* _REQUIRED WORK_: Go to the line containing "PR #9, opened 2023-08-03" in the records below and print it and every following line exactly, on through the line containing "As a consequence, the", then stop.

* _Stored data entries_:
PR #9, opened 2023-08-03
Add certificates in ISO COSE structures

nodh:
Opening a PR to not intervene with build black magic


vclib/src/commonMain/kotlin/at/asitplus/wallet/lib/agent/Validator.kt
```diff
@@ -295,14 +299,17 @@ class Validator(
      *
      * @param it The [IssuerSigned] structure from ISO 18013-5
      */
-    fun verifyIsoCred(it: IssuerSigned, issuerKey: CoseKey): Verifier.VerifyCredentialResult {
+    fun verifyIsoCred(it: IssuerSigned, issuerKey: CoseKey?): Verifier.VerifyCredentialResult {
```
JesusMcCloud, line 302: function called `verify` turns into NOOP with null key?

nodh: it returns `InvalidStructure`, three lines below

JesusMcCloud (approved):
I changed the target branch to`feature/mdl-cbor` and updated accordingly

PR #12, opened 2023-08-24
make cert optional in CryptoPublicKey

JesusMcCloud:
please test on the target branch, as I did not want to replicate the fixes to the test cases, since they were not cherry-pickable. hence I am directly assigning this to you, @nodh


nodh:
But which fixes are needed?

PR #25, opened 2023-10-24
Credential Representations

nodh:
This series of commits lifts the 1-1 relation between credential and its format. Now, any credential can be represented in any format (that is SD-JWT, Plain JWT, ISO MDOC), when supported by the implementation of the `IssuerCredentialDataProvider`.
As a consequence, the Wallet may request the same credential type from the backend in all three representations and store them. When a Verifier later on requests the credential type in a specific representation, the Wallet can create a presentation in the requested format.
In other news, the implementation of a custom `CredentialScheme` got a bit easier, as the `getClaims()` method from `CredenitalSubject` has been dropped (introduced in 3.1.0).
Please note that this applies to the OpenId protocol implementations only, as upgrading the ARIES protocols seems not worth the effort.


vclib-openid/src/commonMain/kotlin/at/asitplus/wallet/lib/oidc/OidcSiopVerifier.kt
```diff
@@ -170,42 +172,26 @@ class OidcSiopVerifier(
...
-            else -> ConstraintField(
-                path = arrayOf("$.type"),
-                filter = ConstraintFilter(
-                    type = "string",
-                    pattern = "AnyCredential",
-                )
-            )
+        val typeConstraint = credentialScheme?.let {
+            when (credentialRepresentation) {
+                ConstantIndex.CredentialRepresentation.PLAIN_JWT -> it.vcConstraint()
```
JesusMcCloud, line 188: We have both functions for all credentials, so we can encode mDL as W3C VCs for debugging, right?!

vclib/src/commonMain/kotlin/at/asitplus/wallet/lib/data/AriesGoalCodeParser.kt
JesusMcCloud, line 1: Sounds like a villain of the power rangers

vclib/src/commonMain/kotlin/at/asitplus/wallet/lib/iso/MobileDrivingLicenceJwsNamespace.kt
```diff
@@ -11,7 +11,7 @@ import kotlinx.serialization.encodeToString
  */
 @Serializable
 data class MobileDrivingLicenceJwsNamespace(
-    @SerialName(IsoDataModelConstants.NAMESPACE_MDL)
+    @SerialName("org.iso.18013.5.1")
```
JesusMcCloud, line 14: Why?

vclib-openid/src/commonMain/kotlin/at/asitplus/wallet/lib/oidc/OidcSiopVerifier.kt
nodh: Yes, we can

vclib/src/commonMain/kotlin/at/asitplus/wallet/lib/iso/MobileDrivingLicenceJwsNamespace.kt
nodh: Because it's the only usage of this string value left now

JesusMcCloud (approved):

--

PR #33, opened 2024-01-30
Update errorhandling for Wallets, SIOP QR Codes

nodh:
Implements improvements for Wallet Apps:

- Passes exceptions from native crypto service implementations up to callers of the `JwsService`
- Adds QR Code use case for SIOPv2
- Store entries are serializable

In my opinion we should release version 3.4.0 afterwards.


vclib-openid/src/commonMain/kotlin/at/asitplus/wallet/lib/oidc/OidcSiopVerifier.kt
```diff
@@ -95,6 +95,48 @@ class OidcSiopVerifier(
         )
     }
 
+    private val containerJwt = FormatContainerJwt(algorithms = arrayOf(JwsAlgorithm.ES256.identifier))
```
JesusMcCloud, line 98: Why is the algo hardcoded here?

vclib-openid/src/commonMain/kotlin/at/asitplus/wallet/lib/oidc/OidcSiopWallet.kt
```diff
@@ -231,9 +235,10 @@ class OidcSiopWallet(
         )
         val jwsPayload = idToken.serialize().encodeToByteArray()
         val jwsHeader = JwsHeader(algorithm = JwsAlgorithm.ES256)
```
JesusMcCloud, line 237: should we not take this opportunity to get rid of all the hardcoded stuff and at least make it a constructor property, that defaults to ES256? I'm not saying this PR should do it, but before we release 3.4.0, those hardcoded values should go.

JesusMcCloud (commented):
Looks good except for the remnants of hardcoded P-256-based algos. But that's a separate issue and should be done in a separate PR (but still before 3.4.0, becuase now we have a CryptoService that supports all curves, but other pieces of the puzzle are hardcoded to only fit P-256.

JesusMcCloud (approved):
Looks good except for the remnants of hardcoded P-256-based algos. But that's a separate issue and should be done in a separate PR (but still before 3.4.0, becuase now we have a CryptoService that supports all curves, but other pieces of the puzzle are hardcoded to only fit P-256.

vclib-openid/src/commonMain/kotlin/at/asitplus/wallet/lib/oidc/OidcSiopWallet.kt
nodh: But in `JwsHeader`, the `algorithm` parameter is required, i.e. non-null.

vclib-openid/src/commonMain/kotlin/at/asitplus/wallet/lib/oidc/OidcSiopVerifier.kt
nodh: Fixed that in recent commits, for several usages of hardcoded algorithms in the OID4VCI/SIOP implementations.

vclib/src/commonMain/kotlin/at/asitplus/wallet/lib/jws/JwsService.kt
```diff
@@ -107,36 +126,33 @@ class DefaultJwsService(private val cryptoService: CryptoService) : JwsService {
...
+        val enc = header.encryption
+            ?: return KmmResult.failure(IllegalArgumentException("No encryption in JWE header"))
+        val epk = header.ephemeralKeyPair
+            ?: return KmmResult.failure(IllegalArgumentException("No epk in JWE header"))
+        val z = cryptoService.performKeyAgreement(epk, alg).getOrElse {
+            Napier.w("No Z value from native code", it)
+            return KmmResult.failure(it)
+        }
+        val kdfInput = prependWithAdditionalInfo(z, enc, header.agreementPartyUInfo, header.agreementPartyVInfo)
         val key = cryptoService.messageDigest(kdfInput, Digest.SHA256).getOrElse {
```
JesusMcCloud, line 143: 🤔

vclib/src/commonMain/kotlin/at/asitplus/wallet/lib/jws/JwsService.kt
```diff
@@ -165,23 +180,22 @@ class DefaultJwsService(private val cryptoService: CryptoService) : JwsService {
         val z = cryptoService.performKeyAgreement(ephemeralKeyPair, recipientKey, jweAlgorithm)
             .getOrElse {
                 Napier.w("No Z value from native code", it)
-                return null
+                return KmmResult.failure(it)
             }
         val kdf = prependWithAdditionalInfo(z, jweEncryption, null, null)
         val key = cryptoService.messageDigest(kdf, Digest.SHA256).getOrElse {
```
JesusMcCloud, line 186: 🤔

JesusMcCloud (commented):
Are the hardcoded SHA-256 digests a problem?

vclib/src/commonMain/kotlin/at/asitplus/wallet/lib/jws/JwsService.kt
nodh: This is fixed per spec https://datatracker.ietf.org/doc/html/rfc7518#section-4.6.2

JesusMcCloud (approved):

* _TASK ANSWER_:
PR #9, opened 2023-08-03
Add certificates in ISO COSE structures

nodh:
Opening a PR to not intervene with build black magic


vclib/src/commonMain/kotlin/at/asitplus/wallet/lib/agent/Validator.kt
```diff
@@ -295,14 +299,17 @@ class Validator(
      *
      * @param it The [IssuerSigned] structure from ISO 18013-5
      */
-    fun verifyIsoCred(it: IssuerSigned, issuerKey: CoseKey): Verifier.VerifyCredentialResult {
+    fun verifyIsoCred(it: IssuerSigned, issuerKey: CoseKey?): Verifier.VerifyCredentialResult {
```
JesusMcCloud, line 302: function called `verify` turns into NOOP with null key?

nodh: it returns `InvalidStructure`, three lines below

JesusMcCloud (approved):
I changed the target branch to`feature/mdl-cbor` and updated accordingly

PR #12, opened 2023-08-24
make cert optional in CryptoPublicKey

JesusMcCloud:
please test on the target branch, as I did not want to replicate the fixes to the test cases, since they were not cherry-pickable. hence I am directly assigning this to you, @nodh


nodh:
But which fixes are needed?

PR #25, opened 2023-10-24
Credential Representations

nodh:
This series of commits lifts the 1-1 relation between credential and its format. Now, any credential can be represented in any format (that is SD-JWT, Plain JWT, ISO MDOC), when supported by the implementation of the `IssuerCredentialDataProvider`.
As a consequence, the Wallet may request the same credential type from the backend in all three representations and store them. When a Verifier later on requests the credential type in a specific representation, the Wallet can create a presentation in the requested format.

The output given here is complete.